Hasankeyf Tarihi Çarşısı Yıkıldı
Geçen gün Hasankeyf’e giden eski yol kapatılarak, yeni yoldan geçişlere izin verildi. Yolun kapatıldığı gün Hasankeyf’in tarihi çarşısı da boşaltıldı. Çarşının yıkılmasının ardından Hasankeyfliler evlerini boşaltarak yeni Hasankeyf’e taşındı. Boşaltılan bazı evler de yıkıldı. Bazı vatandaşlara yeni Hasankeyf’te ev ve iş yeri verildi. Evli ve ikametgahı Hasankeyf’te olmayan ancak çarşıda dükkanı olan kişilere ev verilmedi. Çarşı esnafından da yeni Hasankeyf’te bu nedenlerle iş yeri alamayanlar büyük mağduriyet yaşadı ve çaresizce bekliyorlar.

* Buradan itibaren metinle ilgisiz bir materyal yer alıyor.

PR #583, opened 2021-04-25
Notebot help screen

C10udburst:
Added help to notebot

### DIFF
--- a/src/main/java/minegame159/meteorclient/gui/screens/NotebotHelpScreen.java
+++ b/src/main/java/minegame159/meteorclient/gui/screens/NotebotHelpScreen.java
@@ -1,0 +1,58 @@
+package minegame159.meteorclient.gui.screens;
+
+import minegame159.meteorclient.MeteorClient;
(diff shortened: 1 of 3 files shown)


src/main/java/minegame159/meteorclient/gui/screens/NotebotHelpScreen.java
```diff
@@ -0,0 +1,58 @@
...
+import minegame159.meteorclient.gui.WindowScreen;
+import minegame159.meteorclient.gui.widgets.containers.WTable;
+
+public class NotebotHelpScreen extends WindowScreen {
+
+
+    public NotebotHelpScreen(GuiTheme theme) {
+        super(theme, "Notebot - Help");
+
+        WTable list = add(theme.table()).expandCellX().widget();
```
MineGame159, line 14: You don't need a table, the WindowScreen itself is a vertical list.

C10udburst: ok

PR #617, opened 2021-05-01
Additional LightOverlay checks

### LINKED ISSUE #585: [Bug] Light overlay ignores if the spawn platform is a transparent block
Light overlay ignores if the spawn platform is a transparent block
For eg:- light overlay will show mobs will spawn on glass

StormyBytes:
Resolves #585


seasnail8169:
wouldnt it be better to do some kind of overall check to see if its a block that no mobs can spawn on

StormyBytes:
As far as I know the only factors preventing mob spawning are
- If the block isnt a full block
- If the block is translucent
- And if the light level is below 8

Declipsonator:
Yeah, like if slabs are at the higher position they can have mobs spawn on them but if they're lower they can't

PR #639, opened 2021-05-03
Commands consistency

C10udburst:
Changed `.damage` and `.notebot` commands to use `SimpleCommandExceptionType`, to be more consistent with the rest. Also added `.item` alias to `.give`.

### DIFF
--- a/src/main/java/minegame159/meteorclient/systems/commands/commands/DamageCommand.java
+++ b/src/main/java/minegame159/meteorclient/systems/commands/commands/DamageCommand.java
@@ -20,7 +20,7 @@ import net.minecraft.text.LiteralText;
 import static com.mojang.brigadier.Command.SINGLE_SUCCESS;
 
 public class DamageCommand extends Command {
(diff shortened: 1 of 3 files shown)


src/main/java/minegame159/meteorclient/systems/commands/commands/DamageCommand.java
```diff
@@ -7,18 +7,21 @@
...
-import minegame159.meteorclient.utils.player.ChatUtils;
 import net.minecraft.command.CommandSource;
 import net.minecraft.network.packet.c2s.play.PlayerMoveC2SPacket;
 import net.minecraft.util.math.Vec3d;
+import net.minecraft.text.LiteralText;
 
 import static com.mojang.brigadier.Command.SINGLE_SUCCESS;
 
 public class DamageCommand extends Command {
+    private final static SimpleCommandExceptionType INVULNERABLE = new SimpleCommandExceptionType(new LiteralText("You are in invulnerable."));
```
MineGame159, line 23: Im pretty sure there is a typo, the `in` shouldn't be there. And yes I know it was like that before.

MineGame159 (changes requested):

PR #657, opened 2021-05-05
Made prefix open chat, like pressing / in vanilla

C10udburst:


src/main/java/minegame159/meteorclient/systems/commands/PrefixListener.java
```diff
@@ -0,0 +1,28 @@
+package minegame159.meteorclient.systems.commands;
+
+import meteordevelopment.orbit.EventHandler;
+import minegame159.meteorclient.MeteorClient;
+import minegame159.meteorclient.events.meteor.CharTypedEvent;
+import minegame159.meteorclient.systems.config.Config;
+import net.minecraft.client.MinecraftClient;
+import net.minecraft.client.gui.screen.ChatScreen;
+
+public class PrefixListener {
```
seasnail8169, line 10: This really doesnt need to be its own class, just put the listener in the already subscribed MeteorClient class

src/main/java/minegame159/meteorclient/systems/commands/PrefixListener.java
```diff
@@ -0,0 +1,28 @@
...
+    public static void init() {
+        MeteorClient.EVENT_BUS.subscribe(PrefixListener.class);
+    }
+
+    @EventHandler
+    private static void onCharTyped(CharTypedEvent event) {
+        if (mc.currentScreen != null) return;
+        if (!config.openChatOnPrefix) return;
+
+        if (event.c == config.prefix.charAt(0)) {
```
seasnail8169, line 23: What if someone has a prefix that is multiple characters. This is the reason why i never implemented this because it just doesn't make sense if you have a prefix thats more than a single character

MineGame159:
This will only work for some keys, keys like control, alt and others won't work.

seasnail8169:
I feel inclined to close this. I think the only way it could work is having a keybind setting to open chat with the prefix already written.

src/main/java/minegame159/meteorclient/systems/commands/PrefixListener.java
MineGame159: If the prefix is longer then it shouldn't check for the key and do nothing.

MineGame159:
No.

src/main/java/minegame159/meteorclient/systems/commands/PrefixListener.java
C10udburst: I made it toggleable, so if someone doesn't want it they can disable it

MineGame159:
Also you shoud probably check if you are ingane. I don't remember now but I think the event is fired when in main menu too.

C10udburst:
> Also you shoud probably check if you are ingane. I don't remember now but I think the event is fired when in main menu too.

I check it with `if (mc.currentScreen != null) return;`

MineGame159:
True, ig that works.

BobIsMyManager:
yes this pog

seasnail8169:
what if my prefix is "IHateMinegame"???!?!!!!?? chat is gonna open when i type I 😞

seasnail8169:
this is stupid i hate it 
i hate you @MineGame159

C10udburst:
> what if my prefix is "IHateMinegame"???!?!!!!?? chat is gonna open when i type I 😞

You can disable this feature

seasnail8169:
No shit but thats not the point, its so retarded to use a character rather than a keybind. 

Character means it has to be the first char of your prefix which could require modifiers to enter (i.e captial letters or . or ) which all require shift which is just inconvenient. 

Keybind means it can be any key you want and wouldn't require modifiers which is just so much simpler and makes so much more sense to use.

C10udburst:
You can always just change the vanilla open chat keybind.

Also many other clients just similar method to this. Here are some random examples I found: [seppuku](https://github.com/seppukudevelopment/seppuku/blob/master/src/main/java/me/rigamortis/seppuku/impl/module/hidden/CommandsModule.java), [KAMI](https://github.com/zeroeightysix/KAMI/blob/fabric/src/main/kotlin/me/zeroeightsix/kami/feature/hidden/KamiPrefixChat.kt), [Gish](https://github.com/GishReloaded/Gish-Code-1.12.2/blob/master/src/main/java/i/gishreloaded/gishcode/managers/CommandManager.java), [postman](https://github.com/moomooooo/postman/blob/master/src/main/java/me/srgantmoomoo/postman/client/command/CommandManager.java), [bedroom](https://github.com/beach-house-development/bedroom/blob/fb13aa437d783e6bf1f84f843161448ea45b4eda/src/main/java/me/srgantmoomoo/bedroom/command/CommandManager.java), [fabric-client](https://github.com/SleepyNeptune/fabric-client/blob/1.16.3/src/main/java/dev/toastmc/client/ToastClient.kt)

BobIsMyManager:
> image
> 
> You can always just change the vanilla open chat keybind.
> 
> Also many other clients just similar method to this. Here are some random examples I found: [seppuku](https://github.com/seppukudevelopment/seppuku/blob/master/src/main/java/me/rigamortis/seppuku/impl/module/hidden/CommandsModule.java), [KAMI](https://github.com/zeroeightysix/KAMI/blob/fabric/src/main/kotlin/me/zeroeightsix/kami/feature/hidden/KamiPrefixChat.kt), [Gish](https://github.com/GishReloaded/Gish-Code-1.12.2/blob/master/src/main/java/i/gishreloaded/gishcode/managers/CommandManager.java), [postman](https://github.com/moomooooo/postman/blob/master/src/main/java/me/srgantmoomoo/postman/client/command/CommandManager.java), [bedroom](https://github.com/beach-house-development/bedroom/blob/fb13aa437d783e6bf1f84f843161448ea45b4eda/src/main/java/me/srgantmoomoo/bedroom/command/CommandManager.java), [fabric-client](https://github.com/SleepyNeptune/fabric-client/blob/1.16.3/src/main/java/dev/toastmc/client/ToastClient.kt)

also impact it updates very often

seasnail8169:
> You can always just change the vanilla open chat keybind.

How is that related?

PR #675, opened 2021-05-06
Allow ESC on HUD screen to go to previous tab

JFronny:
This simple change allows pressing ESC in the HUD tab to open the previous tab instead of closing the click GUI as you cant navigate from there using the tabs


BobIsMyManager:
yes

BobIsMyManager:
yus

PR #707, opened 2021-05-09
Added a delay check to killaura

### LINKED ISSUE #706: [Bug] The new killaura settings dont take weapon delay into account
**Describe the bug**
Both of the new killaura settings, 'only on click' and 'only on look' don't take weapon delay into account, even when smart delay is turned on. The result is essentially spam clicking that does little damage. Latest dev build, prob due to trigger being merged with ka

**To Reproduce**
1. Go to killaura settings
2. Enable either 'only on click' or 'only on look'
3. Try to attack an entity

StormyBytes:
Resolves #706


Wide-Cat:
ty ❤️

StormyBytes:
Np :D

Bu vatandaşlardan biri olan, babasından kalma dokuma tezgâhının olduğu dükkânda hediyelik dokuma ürünler satan Mehmet Ali Aslankılıç ise birkaç gün önce çarşının yıkımı sırasında kendinden geçip dükkânını içindeki mallarıyla yakarak tepki göstermişti. Bu yürek burkan olayın ardından Aslankılıç, “O manzarayı artık UNESCO ve dünya düşünsün, insanlık düşünsün. Çünkü burası dünya mirasıydı” dedi. Aslında Tarkan, Sezen Aksu, Zülfü Livaneli gibi pek çok sanatçı Hasankeyf’in kurtarılması ve barajın yapılmaması için çok çaba göstermiş ama devlet bu talepleri duymazdan gelmişti. Hala da sanatçılar sosyal medyada tepkilerini dile getiriyor ancak henüz feryatları duyan yok…

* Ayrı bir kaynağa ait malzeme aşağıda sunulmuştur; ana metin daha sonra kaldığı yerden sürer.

PR #3253, opened 2023-01-31
Anti packet kick update

### LINKED ISSUE #3242: Antiban
### Describe the feature

Anti ban would allow you to not get bookbanned or chunkbanned by either canceling large amounts of packets (like packet canceler) Or you do what you want to do but this would would also allow you to make an chunk ban and turn it on while your still in the chunk. Or simply as an protection from bookbans. Also antipacketkick does not cancel bookbans, At least for me.

ThebestkillerTBK:
closes #3242 by dropping corrupted packets.

### DIFF
--- a/src/main/java/meteordevelopment/meteorclient/mixin/ClientConnectionMixin.java
+++ b/src/main/java/meteordevelopment/meteorclient/mixin/ClientConnectionMixin.java
@@ -5,11 +5,14 @@
 
 package meteordevelopment.meteorclient.mixin;
 
+import io.netty.channel.ChannelHandlerContext;
 import meteordevelopment.meteorclient.MeteorClient;
 import meteordevelopment.meteorclient.events.packets.PacketEvent;
 import meteordevelopment.meteorclient.events.world.ConnectToServerEvent;
 import meteordevelopment.meteorclient.systems.modules.Modules;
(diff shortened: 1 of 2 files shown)


src/main/java/meteordevelopment/meteorclient/mixin/ClientConnectionMixin.java
```diff
@@ -55,4 +59,12 @@ private void onSendPacketHead(Packet<?> packet, CallbackInfo info) {
     private void onSendPacketTail(Packet<?> packet, CallbackInfo info) {
         MeteorClient.EVENT_BUS.post(PacketEvent.Sent.get(packet));
     }
+
+    @Inject(method = "exceptionCaught", at = @At("HEAD"), cancellable = true)
+    private void exceptionCaught(ChannelHandlerContext context, Throwable throwable, CallbackInfo ci) {
+        if (throwable instanceof IOException && Modules.get().get(AntiPacketKick.class).catchExceptions()) {
+            if (Modules.get().get(AntiPacketKick.class).logExceptions.get()) ChatUtils.warning("Caught exception: %s", throwable);
```
MineGame159, line 66: This should use `Modules.get().get(AntiPacketKick.class).warning(...);` to better highlight it is coming from this module.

Hasankeyf antik kentindeki mağaraların birinde ailesiyle beraber 20 yıl yaşayan Çoban Ali ise üzüntüsünü şöyle aktarıyor: “Yıkılmayan köprüleriyle kurban olayım Hasankeyf’e. Çıktım baktım kalesine, beş bin mağara bir yana, saydığım vadileri bir yana, çocukluğumun hayalleri içinde gözlerim dolup gitti..” Tüm Hasankeyf halkı mutsuz, koca tarih yok olurken bunca tepkiye yetkili mercilerden cevap gelir mi bilinmez ancak hali hazırda birkaç tarihi eser sular altında kalacak bölgeden modern tekniklerle taşındı. Ancak onlar şanslı birkaç tarihi eser. Çünkü koskoca arazi tarihin “karanlık sularına” gömülecek.

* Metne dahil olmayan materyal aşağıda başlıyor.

PR #3264, opened 2023-02-01
ESP but faster

RacoonDog:
1. `ESP.getColor()` is a fairly expensive method and it was being called for every `Entity` regardless of whether ESP was even enabled, so I turned it into a `Supplier<Color>` that's only called if it can render the `Entity`.
2. `ESP.getColor()` could always return `null`, so I marked it as `@Nullable`
3. `ESP.shouldSkip()` used to return `true` if `ESP.getFadeAlpha() == 0`, I replaced that with a null check, since `ESP.getColor()` already returned `null` if `ESP.getFadeAlpha() == 0`
4. `TextUtils.getColoredCharacterCount()` now returns an `Object2IntMap<Color>` instead of a `Map<Color, Integer>`
5. Rewrote `TextUtils.getMostPopularColor()` to not use streams
6. `TextUtils.toColorTextList()`, replaced `str.equals("")` with `str.isEmpty()`


Wide-Cat:
that was quick

PR #3268, opened 2023-02-02
add getCustomPrefix(String packageName)

tympanicblock61:


src/main/java/meteordevelopment/meteorclient/utils/player/ChatUtils.java
```diff
@@ -57,6 +57,14 @@ public static void registerCustomPrefix(String packageName, Supplier<Text> suppl
     public static void unregisterCustomPrefix(String packageName) {
         customPrefixes.removeIf(pair -> pair.getLeft().equals(packageName));
     }
+    
+    public static Pair<String, Supplier<Text>> getCustomPrefix(String packageName) {
+        for (Pair<String, Supplier<Text>> pair : customPrefixes) {
+            if (pair.getLeft().equals(packageName)) {
+                return pair;
```
GreemDev, line 64: Is there a need to return the pair directly? The left side of the pair is just the same package name that you input to the method

tympanicblock61: no, your correct mb

tympanicblock61:
Why close there's nothing wrong with it and it's useful

PR #3282, opened 2023-02-03
Remove FakeClientPlayer due to bad implementation and it is broken

ThebestkillerTBK:
Bad implementation + broken after 1.19.3


arlomcwalter:
what's wrong with the implementation?
as far as i can tell it just needs to be fixed, not removed

ThebestkillerTBK:
new fix delivered

ThebestkillerTBK:
new fix delivered

PR #3287, opened 2023-02-03
Added onlyOnWeapon option to Hitboxes module

### LINKED ISSUE #2456: [Suggestion] item or slot specific hitbox
### Describe the feature

I like to use hitboxes a lot in my personal world or smps as it just makes fighting mobs less boring and lets you focus on building, but i don't really use them much at all for anything else, would be nice if you had an option for hitboxes to expand only while having some hand picked items picked or being on a specific slot

DesiCow:
Only modifies hitbox when holding a weapon in hand. Closes #2456


arlomcwalter:
should add bows too

Wide-Cat:
does that actually work? surely arrows are handled by the server

arlomcwalter:
maybe idk, worth a test

DesiCow:
Tested: All the projectiles do NOT work with client-side enlarged hitboxes.

PR #3295, opened 2023-02-04
Settings Code modification and finish a todo

LLKawi:
## Type of change

- [ ] Bug fix
- [X] New feature

## Description

Make all setting constructors are not accessible so the Builder is always called

also finish a todo

## Related issues

N/A

# How Has This Been Tested?

No crash on loading and quitting.

# Checklist:


arlomcwalter:
why did you make some of the classes final

ThebestkillerTBK:
> why did you make some of the classes final

Because they should never be inherited

RacoonDog:
i can say i have definitely extended multiple setting classes in the past

RacoonDog:
but yeah seansail private constructor stops you from extending a class even if its not final

arlomcwalter:
> but yeah seansail private constructor stops you from extending a class even if its not final

well ok but i don't think that's necessarily a reason to add final to those classes in this pr

arlomcwalter:
the constructors should all be protected, the ones that aren't are mistakes, not deliberate 

@ThebestkillerTBK could you make all the classes and constructors consistent in this pr?

LLKawi:
closing due to inactivity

Hasankeyf’i yazmam boynumun borcuydu. Kaç kişi okuyacaksa bu yazıyı o kadar kardı benim için. Ona yapılanı, vicdansızlığı ne kadar fazla insana anlatsam o kadar iyiydi. Belki Hasankeyf yok olduğunda okuyanlar çocuklarına anlatırdı bu kadim diyarı, ona yapılanları, kötülüğün ne demek olduğunu. Belki onun torunu kitaplarda görürdü bu toprakları da “Dedem, anneannem anlatmıştı Hasankeyf’le aynı dönemde yaşamışlar. Hasankeyf’i öldürdüklerinde bu kötülüğü engellemeye güçleri yetmemiş” der. Hasankeyf, kara topraktan daha fazlasıdır. Bir insandır, tarihi çarşıda esnafların sevdiği bir kedidir, Türkiye Cumhuriyeti, Osmanlı, Selçuklu, Bizans, Emevi, Artuklu ve daha pek çok devlettir. Hem Müslüman hem Hıristiyandır yani renklerin en eşsiz olanlarındandır. Mezopotamya’nın kadim ruhudur, Türkiye’nin ise 50 yıllık baraj uğruna “katli vaciptir” dediği, bir çırpıda gözden çıkardığı 12 bin yaşındaki çocuğudur. Şimdi Hasankeyf çarşısı boşaltıldı, insanlar zorla topraklarından koparıldı. 21’inci yüzyılda bir tür tehcirdir bu. Devlet, insanını ve tarihini korumak için yaşamalıdır, onu üzmek için değil.